Yes, it is a lot like Twin Peaks but with a wondrously metaphysical story that actually gets resolved rather than disintegrating into impenetrable metanarrative like Lynch’s stuff tends to do. It is also delightfully reminiscent of Fringe, and it seems heavily influenced by two of my favorite films, Chris Marker’s 1962 masterpiece La Jetée and Terry Gilliam’s wonderful 1995 remake of it, Twelve Monkeys. If you know those movies, then I have already given too much away.

That’s the frustrating thing about getting involved in Dark. You can’t really talk about it to someone who hasn’t seen it and might want to or who hasn’t finished watching—or someone who will never watch it for that matter. If, on the other hand, you are talking to someone who has also seen the whole thing, well, the discussions never end.

The cast is massive. Not only are there are a large number of characters, but many of the characters are portrayed at various ages, requiring more actors. The series has done an amazing job of finding players with uncanny resemblances to one another for those roles.

Of all the numerous character arcs and plot strands, two personages stand out. Busy young actor Louis Hoffman (Land of Mine, Center of My World) plays Jonas, the young man at the heart of the mysteries and, potentially, the savior of his world and perhaps others. He has recently returned from a mental institution after his father’s suicide, and his face is consistently haunted and haunting. Lisa Vicari plays his soulmate Martha, and while slower to come into her own as a character, she grows into a worthy counterpart in her own epic narrative.
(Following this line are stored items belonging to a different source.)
PR #606, opened 2017-11-14
Fix 511: Validate AZ, HostAgrregate and Host entities with create DS …

larkinscarvalho:
…request

### DIFF
--- a/osc-server/src/main/java/org/osc/core/broker/service/tasks/conformance/openstack/deploymentspec/DSUpdateOrDeleteMetaTask.java
+++ b/osc-server/src/main/java/org/osc/core/broker/service/tasks/conformance/openstack/deploymentspec/DSUpdateOrDeleteMetaTask.java
@@ -26,6 +26,7 @@ import java.util.Set;
 
 import javax.persistence.EntityManager;
 
+import org.apache.commons.collections4.CollectionUtils;
 import org.osc.core.broker.job.Task;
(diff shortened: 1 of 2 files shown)


osc-server/src/main/java/org/osc/core/broker/service/tasks/conformance/openstack/deploymentspec/DSUpdateOrDeleteMetaTask.java
```diff
@@ -179,34 +180,45 @@ private void buildDsUpdateTaskGraph(EntityManager em) throws IOException, Except
...
 
         return hostsToDeployTo;
     }
 
     private void conformToHostsSelection(Collection<String> selectedHosts,
                                          HostAvailabilityZoneMapping hostAvailabilityZoneMap, Collection<String> osHostSet) {
+
+		List<String> invalidHosts = (List<String>) CollectionUtils.removeAll(selectedHosts, osHostSet);
+		if (!invalidHosts.isEmpty()) {
+			for (String invalidHost : invalidHosts) {
```
sudhirappaji: we use Lamda Expression instead of 'for' iteration?

sudhirappaji:
@larkinscarvalho , Can you confirm whether this as been tested with the latest Master? before I merge the changes.

larkinscarvalho:
@sudhirappaji dev validation is complete. Once you merge the changes, QA will validate the fix.

Issue #281, opened 2017-05-19
Remove job for Virtualization connector


arvindn05:
Since Virtualization connector has a job associated with it which checks SSL connectivity we should be able to force delete the VC incase the endpoint is no longer accessible.

arvindn05:
@ychoma verified the issue as part of DE4937

PR #609, opened 2017-11-17
Remove vc job

larkinscarvalho:


osc-server/src/main/java/org/osc/core/broker/service/vc/DeleteVirtualizationConnectorService.java
```diff
@@ -18,40 +18,33 @@
...
     @Override
-    public BaseJobResponse exec(BaseIdRequest request, EntityManager em) throws Exception {
+    public EmptySuccessResponse exec(BaseIdRequest request, EntityManager em) throws Exception {
         validate(em, request);
 
         OSCEntityManager<VirtualizationConnector> vcEntityMgr = new OSCEntityManager<>(VirtualizationConnector.class, em, this.txBroadcastUtil);
         VirtualizationConnector vc = vcEntityMgr.findByPrimaryKey(request.getId());
-        return new BaseJobResponse(startJob(vc));
+
+        SslCertificateAttrEntityMgr sslCertificateAttrEntityMgr = new SslCertificateAttrEntityMgr(em, this.txBroadcastUtil);
```
arvindn05: we should try write lock the vc before we delete. Otherwise if the VC is being actively used somewhere and we delete the VC underneath...its going to result in errors

osc-server/src/main/java/org/osc/core/broker/service/vc/DeleteVirtualizationConnectorService.java
```diff
@@ -65,16 +58,4 @@ void validate(EntityManager em, BaseIdRequest request) throws Exception {
         VirtualizationConnectorEntityMgr.validateCanBeDeleted(em, vc);
```
larkinscarvalho: @arvindn05 we first validate if the VC can be deleted. I think it is safe to delete VC without the write lock.

arvindn05: while we are validating it maybe safe, but when deleting it might not be. We should always write lock and hold it until the vc is safely deleted

larkinscarvalho:
@sudhirappaji PR is approved and ready to merge

sudhirappaji:
@larkinscarvalho yes will do it before your morning on Monday, I was off last Friday. Btw: I did not  get the context why job is removed.

larkinscarvalho:
@sudhirappaji please take a look at the issue https://github.com/opensecuritycontroller/osc-core/issues/281

sudhirappaji:
@larkinscarvalho , can you update the branch? and will do the merge soon after.

larkinscarvalho:
@sudhirappaji done. Thanks!

PR #615, opened 2017-11-29
Use the correct password used when modifying and saving truststore

dmitryintel:


arvindn05:
@sudhirappaji looks good to me.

Together, they give a whole new meaning to the idea of star-crossed lovers.

It’s the kind of series where, after you’ve seen it, you can’t stop talking about it with the person you saw it with. There are too many things to think about and piece together afterwards. Too many small details that take on greater significance if and when you can remember them. It’s also the kind of series that you know, at some point in the future, you are going to have to watch again.